Delphictunic · Delphictunic · Mar 3, 2026 · Mar 3, 2026 · Mar 3, 2026 · Mar 3, 2026
diff --git a/DEBUG_REVIEW.md b/DEBUG_REVIEW.md
@@ -0,0 +1,200 @@
+# ReasonGraph Debug Review: "Available evidence does not sufficiently support a reliable answer."
+
+This document reviews the pipeline file-by-file to find why the verifier keeps rejecting answers and the system falls back to graceful failure.
+
+---
+
+## Flow summary
+
+```
+main.py → initial_state(query)
+  → graph: START → query_optimizer → retriever → generator → verifier
+  → loop_controller:
+      - verifier_passed → END
+      - search_count < max_search → increment_search → query_optimizer (retry)
+      - else → graceful_failure → END
+```
+
+**When you see the generic message:** The graph ran the verifier, it failed (verifier_passed=False), and after `max_search` attempts (default 2, so up to 3 total runs) the loop controller sent the run to **graceful_failure**, which overwrites `draft_answer` with that message.

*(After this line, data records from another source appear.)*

PR #696, opened 2024-09-12
Add cmok server

pnorman:
This is for the new vector tile server that will be running at CloudFerro

### DIFF
--- a/roles/cmok.rb
+++ b/roles/cmok.rb
@@ -1,0 +1,38 @@
+name "cmok"
+description "Master role applied to cmok"
+
+default_attributes(
+  :networking => {
+    :intefaces => {
+      :external => {
+        :interface => "ens3",
+        :role => :external,
+        :inet => {
+          :prefix => "24",
+          :gateway => "10.0.0.1",
+          :public_address => "64.225.143.127"
+        }
+      }
+    }
+  },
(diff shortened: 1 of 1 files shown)


roles/cmok.rb
```diff
@@ -0,0 +1,38 @@
...
+description "Master role applied to cmok"
+
+default_attributes(
+  :networking => {
+    :intefaces => {
+      :external => {
+        :interface => "ens3",
+        :role => :external,
+        :inet => {
+          :prefix => "24",
```
tomhughes, line 11: We don't know yet what the internal address will be?

pnorman: No. It will be on the same network as wawel, but the 10.x IPs are not statically assigned.

tomhughes: Well wawel's is being statically assigned now... I asked about whether it needed to be DHCP and was told now. If it needs to be DHCP then that will need some work in the cookbooks.

Firefishy: OpenStack neuron assigns the internal IP for the life of the VM (or more specially the interface). There is no need for DHCP. If we change the interface or the emulated type (not that we would, virt-nic is best) then we would briefly need to switch back to DHCP.

PR #721, opened 2024-12-24
vectortile: Use flex expiry

pnorman:
This uses the new flex expiry code in spirit/shortbread to reduce the number of tiles that need to be re-rendered each update.

### DIFF
--- a/cookbooks/vectortile/templates/default/import-planet.erb
+++ b/cookbooks/vectortile/templates/default/import-planet.erb
@@ -7,7 +7,7 @@
 
 set -e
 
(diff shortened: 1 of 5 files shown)


cookbooks/vectortile/templates/default/import-planet.erb
```diff
@@ -7,7 +7,7 @@
 
 set -e
 
-export LUA_PATH='/srv/vector.openstreetmap.org/osm2pgsql-themepark/lua/?.lua;/srv/vector.openstreetmap.org/spirit/?.lua;;'
```
pnorman, line 10: This bit is no longer necessary as a change resulting from lua include path changes made in spirit to allow expiry to work

PR #723, opened 2025-01-08
Update YAML.safe_load arguments in replicate-changesets

AntonKhorev:
I wanted to check how replicate-changesets works with https://github.com/openstreetmap/openstreetmap-website/pull/5309 and it didn't run for a number of reasons. First, `YAML.safe_load` arguments are outdated since https://github.com/ruby/psych/commit/0767227051dbddf1f949eef512c174deabf22891 and an update like https://github.com/openstreetmap/chef/commit/8061c292a2490f50f1e84a5bccde1b45e5d3d511 is needed.


tomhughes:
Looks good to me, thanks.

PR #724, opened 2025-01-08
Use empty hash fallback when loading state file in replicate-changesets

AntonKhorev:
If I use readme at https://github.com/zerebubuth/openstreetmap-changeset-replication as a guide, it says "a state file, which can be empty the first time it's used". But that's not going to work because an empty file is read as `nil`, then the code tries to access elements of that `nil` and crashes.

Here I change an empty state_file to be read as an empty hash.


AntonKhorev:
I didn't get the code fully working yet, there are utc vs local timezone issues. But looks like it won't start from the first changeset.

tomhughes:
I guess this can't do any harm anyway.

AntonKhorev:
It starts replicating from current time.

PR #725, opened 2025-01-10
Terminate fdirsync loop when "." is reached in replicate-changesets

AntonKhorev:
Looking at the readme in https://github.com/zerebubuth/openstreetmap-changeset-replication you can see this line in the example config:

```
data_dir: replication/
```

Looks like you can specify a relative path as `data_dir`. But actually you can't, because the loop I modify in this PR will never terminate. The server config avoids this issue by using an absolute path:

https://github.com/openstreetmap/chef/blob/e4330da209a809e67d03ff9e2b0a7f4bcac55863/cookbooks/planet/templates/default/changesets.conf.erb#L3


tomhughes:
Looks good to me, thanks.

So the root cause is **verifier failing on every attempt**.
+
+---
+
+## 1. app/graph/state.py
+
+**Purpose:** Define `GraphState` and `initial_state()` so every node has a complete state (no missing keys).
+
+**Checks:**
+- All fields are initialized in `initial_state()` — **OK**
+- `search_count=0` and `max_search=2` — **OK** (gives up to 3 attempts: count 0→1→2, then graceful_failure)

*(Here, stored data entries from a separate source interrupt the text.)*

PR #726, opened 2025-01-10
Select db dates at utc in replicate-changesets

AntonKhorev:
- `select now()` gives you time with timezone
- `select created_at` etc give you time without timezone because we don't store timezones
- `Time.parse()` on time without timezone parses it as a local time
- comparisons between times with/without timezones are broken both in ruby and in db queries

To fix all this I'm adding `at time zone 'utc'` to every time value from db that doesn't have a timezone.

### DIFF
--- a/cookbooks/planet/files/default/replication-bin/replicate-changesets
+++ b/cookbooks/planet/files/default/replication-bin/replicate-changesets
@@ -96,7 +96,7 @@ class ChangesetBuilder
 
   def add_comments(xml, cs)
     # grab the visible changeset comments as well
-    res = @conn.exec("select cc.author_id, u.display_name as author, cc.body, cc.created_at from changeset_comments cc join users u on cc.author_id=u.id where cc.changeset_id=#{cs.id} and cc.visible order by cc.created_at asc")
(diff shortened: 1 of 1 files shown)


tomhughes:
Presumably this is only a problem when running a machine in a non-UTC timezone?

AntonKhorev:
Probably, but there was one `at time zone 'utc'` before my changes, added in https://github.com/zerebubuth/openstreetmap-changeset-replication/commit/6c2aee58d0656dba2a7a4cb8c16a9b4771f4f32a. Why would that be needed if the goal was to make it run only in utc?

tomhughes:
My point was that as far as I know there are no problems in production, but that machine like all our machines runs in UTC all the time.

tomhughes:
I guess this is fine then, thanks.

I do wonder if all these changes should be going in the upstream repo first? or are we treating that as dead now?

AntonKhorev:
Even @zerebubuth changed the script here https://github.com/openstreetmap/chef/commit/60735f534585baea7c17d0320c22bb56f19ddabf without updating https://github.com/zerebubuth/openstreetmap-changeset-replication

PR #731, opened 2025-01-30
enable webp support for imagery layers

andrewharvey:
We have WebP layers in the editor-layer-index now https://github.com/osmlab/editor-layer-index/issues/1890 and it would be nice to access the OSM hosted imagery layers via WebP for lower bandwidth with transparency support.

I'm unsure about any CPU load implications.


Firefishy:
Cheers!

Firefishy:
Just a note, some layers use titiler as the backend, which supports webp. Others like (AGRI) use mapserver which currently does not support webp.

andrewharvey:
Thanks, I saw that and from what I could tell the format is not passed through to mapserver anyway so has no affect there.

https://github.com/andrewharvey/chef/blob/d6d65b2e627e46df6bdaef4a6135e598c64038ae/cookbooks/imagery/templates/default/nginx_imagery_layer_fragment.conf.erb#L36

+- State is complete — **OK**
+
+**Potential bugs:** None. If `search_count` or `max_search` were ever missing, `loop_controller` would raise `KeyError`; we added `.get()` fallbacks in loop_controller and kept `initial_state` complete.
+
+**Connection:** Passed to graph; query_optimizer reads `user_query`, retriever reads `user_query` + `optimized_queries`, generator reads `reranked_docs`, verifier reads `draft_answer`, `citations`, `reranked_docs`, loop_controller reads `verifier_passed`, `search_count`, `max_search`.
+
+**Could cause graceful failure?** No. Missing/incomplete state could cause crashes, not systematic verifier failure.
+
+---
+
+## 2. app/nodes/query_optimizer.py
+
+**Purpose:** Turn the user query into 3 optimized search queries for better recall.
+
+**Checks:**
+- Produces up to 3 queries — **OK** (falls back to `[user_query]` on parse/API failure)

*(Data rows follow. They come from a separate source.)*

PR #733, opened 2025-02-01
add au_act_aerial mapserver imagery

andrewharvey:
We have [permission to use](https://wiki.openstreetmap.org/wiki/File:ACT_Government_20180314_Permission_to_Incorporate_CCBY_data_into_OSM.PDF) ACT CC BY imagery in OSM and have a [few layers in the ELI](https://github.com/osmlab/editor-layer-index/tree/gh-pages/sources/oceania/au/act), however recently these have only been published as WMTS with EPSG:7855.

This works in JOSM, but unfortunately WMTS won't (unlike WMS) accept a request to serve images in Web Mercator and iD doesn't support reprojecting image tiles from EPSG:7855 to WebMercator.

However since you're running a MapServer service already, perhaps we can include the configuration needed to proxy these layers from EPSG:7855 tiles to Web Mercator tiles?

I've tested a version of this mapserver .map file locally and it seems to be working, but I haven't tested the cookbooks (sorry no experience with that).

cc @Firefishy

### DIFF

+- No explicit handling of "BD" / "S&E" variations — **was a gap**. The document says "bd and s & e" (with spaces); if optimized queries stay as "BD and S&E", BM25/vector may not match as well.
+
+**Fix applied:** Prompt now asks to expand abbreviations (e.g. "business development", "s & e") in at least one query for recall.
+
+**Potential bugs:**
+- On exception, returns `[user_query]` only (one query) — retrieval still runs.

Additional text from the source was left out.